Au terme de conclusions notifiées le 6 mars 2023, auxquelles il est renvoyé pour l'exposé des moyens au soutien de ses prétentions, la commune de [Localité 6] demande à la cour de :
- confirmer l'ordonnance déférée,
- débouter la SCEA de Bourgogne de sa fin de non-recevoir et de l'ensemble de ses demandes, fins et prétentions,
- la condamner à lui verser une somme de 2 000 euros au titre de l'article 700 du code de procédure civile,
- la condamner aux entiers dépens de 1ère instance et d'appel.
A l'audience, la cour a relevé d'office l'irrecevabilité du moyen de défense tiré de la prescription acquisitive devant le juge de la mise en état et a invité les parties à présenter leurs observations par note en délibéré, ce qu'elle ont fait les 21 et 28 juin 2023.
SUR CE
L'article 789 du code de procédure civile donne compétence exclusive au juge de la mise en état, lorsque la demande est présentée postérieurement à sa désignation, et jusqu'à son dessaisissement, pour statuer sur les fins de non recevoir.
L'article 122 du code de procédure civile définit comme fin de non recevoir tout moyen qui tend à faire déclarer l'adversaire irrecevable en sa demande, sans examen au fond, pour défaut de droit d'agir, tel le défaut de qualité, le défaut d'intérêt, la prescription, le délai préfix, la chose jugée.
Pour soutenir que la prescription acquisitive est une fin de non recevoir au sens de l'article 122 du code de procédure civile, l'appelante fait valoir que ces dispositions légales ne font pas de différence entre la prescription exctinctive et la prescription acquisitive et souligne que la possession, si elle a un effet acquisitif, a également un effet extinctif qui la fait entrer dans le champ d'application de l'article 122 du code de procédure civile.

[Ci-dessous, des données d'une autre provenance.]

PR #806, opened 2024-02-28
feature/no-forward-progress-state

tsaubergine:
## Overview

Implements: https://jaia-innovation.atlassian.net/browse/JAIAB-884

Logic (in `jaiabot_mission_manager`) is pretty straightforward:
- If the vehicle is pitch up and it should be moving (desired speed > threshold and in IVP control mode) we wait for a period of time and if this condition still persists, enter the new Pause::ResolveNoForwardProgress state.
- In Pause::ResolveNoFowardProgress, it just STOPS the motor and waits a bit and resumes.

Added to `jaiabot_simulator`:
- Sets a fixed pitch up (set to 85 degrees - please update to a more realistic value if you have one) when vehicle is not underway 
- Add StopForwardProgress option to SimulatorCommand which cuts simulated thrust for the commanded duration.

## Testing

Ran simulated mission with dive, drift, and stationkeep and did not see any false triggers into Pause::ResolveNoForwardProgress.

Manually injected StopForwardProgress when vehicle is moving to ensure it correctly detects the failure and enters  Pause::ResolveNoForwardProgress, waits, and resumes.

Command for manually injecting 30 second forward progress failure:

```
export GOBY_TOOL_LOAD_SHARED_LIBRARY=/home/toby/opensource/jaiabot/build/amd64/lib/libjaiabot_messages.so

goby zeromq publish jaiabot::simulator_command jaiabot.protobuf.SimulatorCommand 'stop_forward_progress { duration: 30 }' --interprocess 'platform: "bot1_fleet0"'
```

(also tested with duration: 120 to ensure the EvNoForwardProgress triggers multiple times).

Needs testing in the field, as the simulator pitch data (and root cause of the motor issue) will not accurately capture the problem.


ferrom-jaia (approved):
Looks great! Tested in sim following the directions on the PR. Also tested on the bench.

PR #815, opened 2024-03-14
task/rename-wpt-toggle

edsanville:
Used a script I had lying around :)


marshalllele (dismissed):
Everything looks good. No errors popped up while running through each toggle in JCC with the console open.

marshalllele (approved):
My mistake, everything looks good!

PR #818, opened 2024-03-14
bug/take-control-button-behind-rc-panel

marshalllele:
Brings the 'Take Control' panel to the very front of JCC


src/web/command_control/client/style/CommandControl.less
```diff
@@ -1319,6 +1319,7 @@ div.closeButton {
   margin: 8pt;
   padding: 8pt;
   border-radius: 4pt;
+  z-index: 2500; /** 2500 places 'Take Control' on top of any other panel so it's always visible */
```
michael-jaia: Let's move the comment above the z-index line and use the /* Text here */

config/gen/bot.py
```diff
@@ -60,6 +60,11 @@
 if "jaia_data_offload_ignore_type" in os.environ:
```
michael-jaia, line 60: Hey Nick can you start this branch from 1.y so it does not mark the code from the branch you built from as new. Also can you make the B in the pr name lowercase

michael-jaia (changes requested):

PR #819, opened 2024-03-15
bug/take-control-button-behind-rc-panel

marshalllele:
Places the 'Take Control' panel in front of all other panels.


ferrom-jaia (approved):
Looks good! Works as expected.

PR #1044, opened 2024-12-27
Feature/create driver for bio camera jaia 1760

edsanville:
In the `config/launch/camera-test` directory, you'll find a bot.launch.

This launch file will setup a local serial pipe between `/tmp/bot1_camera_0` and `/tmp/bot1_camera_1`.

The `jaiabot_driver_camera` binary will connect to `/tmp/bot1_camera_0`, and send `CameraCommand` and receive `CameraResponse` messages over that serial port.

You can use the liaison interface on the bot to send `CameraCommand` messages over the `jaiabot::camera` Group, which will be relayed over the serial line.

You can run the `src/python/camera/test/test_camera_driver.py` script to observe the CameraCommand messages:

```test_camera_driver.py --device /tmp/bot1_camera_1 --slave```

This will give you a command-line interface where you can type the protobuf text representations for `CameraResponse` messages, and see them come through to the `jaiabot_driver_camera`.

In production, the `src/python/camera/camera_driver.py` will be run on the zero and connected to the real serial port, like so:

```camera_driver.py --device {PATH_TO_SERIAL_PORT}```

You can provide the `--simulate` parameter, if you don't have a camera installed.


edsanville:
Comment:  we should probably rename the `lora` directory, as it now has nothing to do with LoRa radios.  I suggest `serial`.  I didn't do that because I didn't want to mission creep.

PR #1046, opened 2025-01-06
Bug/docker sim ci builds fail on tags/jaia 1805

tsaubergine:
Move checkout to clone line so docker cache of the `git clone` doesn't break the `git checkout <tag>`.


ferrom-jaia (approved):
Looks good!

L'intimée objecte que l'ordonnance déférée a tranché une question de fond, le juge de la mise en état s'étant prononcé sur le caractère non utile de la prescription acquisitive, sans toutefois statuer distinctement sur la question de fond et sur la fin de non recevoir, contrairement aux exigences de l'article 790 du code de procédure civile.
Si l'article 122 du code de procédure civile n'opère pas de distinction entre prescription extinctive et prescription acquisitive, il énonce cependant que le moyen tiré de la prescription doit être tranché sans examen au fond.
Or, pour apprécier si les conditions de la prescription acquisitive énoncées par les articles 2260, 2261 et 2272 du code civil sont réunies, il est nécessaire d'examiner le fond du litige opposant la commune de [Localité 6], qui sollicite la libération d'un chemin rural, à la SCEA de Bourgogne, qui prétend en être devenue propriétaire par voie de prescription acquisitive.
Si la prescription acquisitive a un double effet, acquisitif et extinctif, c'est l'effet acquisitif du droit réel immobilier, qui nécessite un examen au fond du litige, qui entraîne l'extinction du droit réel du propriétaire initial.
Le moyen de défense opposé par l'appelante n'est donc pas une fin de non recevoir mais un moyen de défense au fond, qui ne relève pas des attributions du juge de la mise en état et qui sera dès lors déclaré irrecevable, infirmant sur ce point l'ordonnance entreprise.
L'appelante qui succombe sera condamnée aux dépens de la procédure d'appel.
En revanche, il est équitable de ne pas faire application des dispositions de l'article 700 du code de procédure civile au profit de l'intimée.
PAR CES MOTIFS
La cour,
Infirme l'ordonnance rendue le 9 janvier 2023 par le juge de la mise en état du tribunal judiciaire de Dijon en ce qu'elle a rejeté la fin de non recevoir tirée de la prescription acquisitive soulevée par la SCEA de Bourgogne,
Statuant à nouveau sur ce point,
Déclare irrecevable devant le juge de la mise en état le moyen de défense tiré de la prescription acquisitive,
Confirme l'ordonnance entreprise pour le surplus,
Condamne la SCEA de Bourgogne aux dépens de la procédure d'appel,
Dit n'y avoir lieu à application des dispositions de l'article 700 du code de procédure civile au profit de la commune de [Localité 6] en cause d'appel.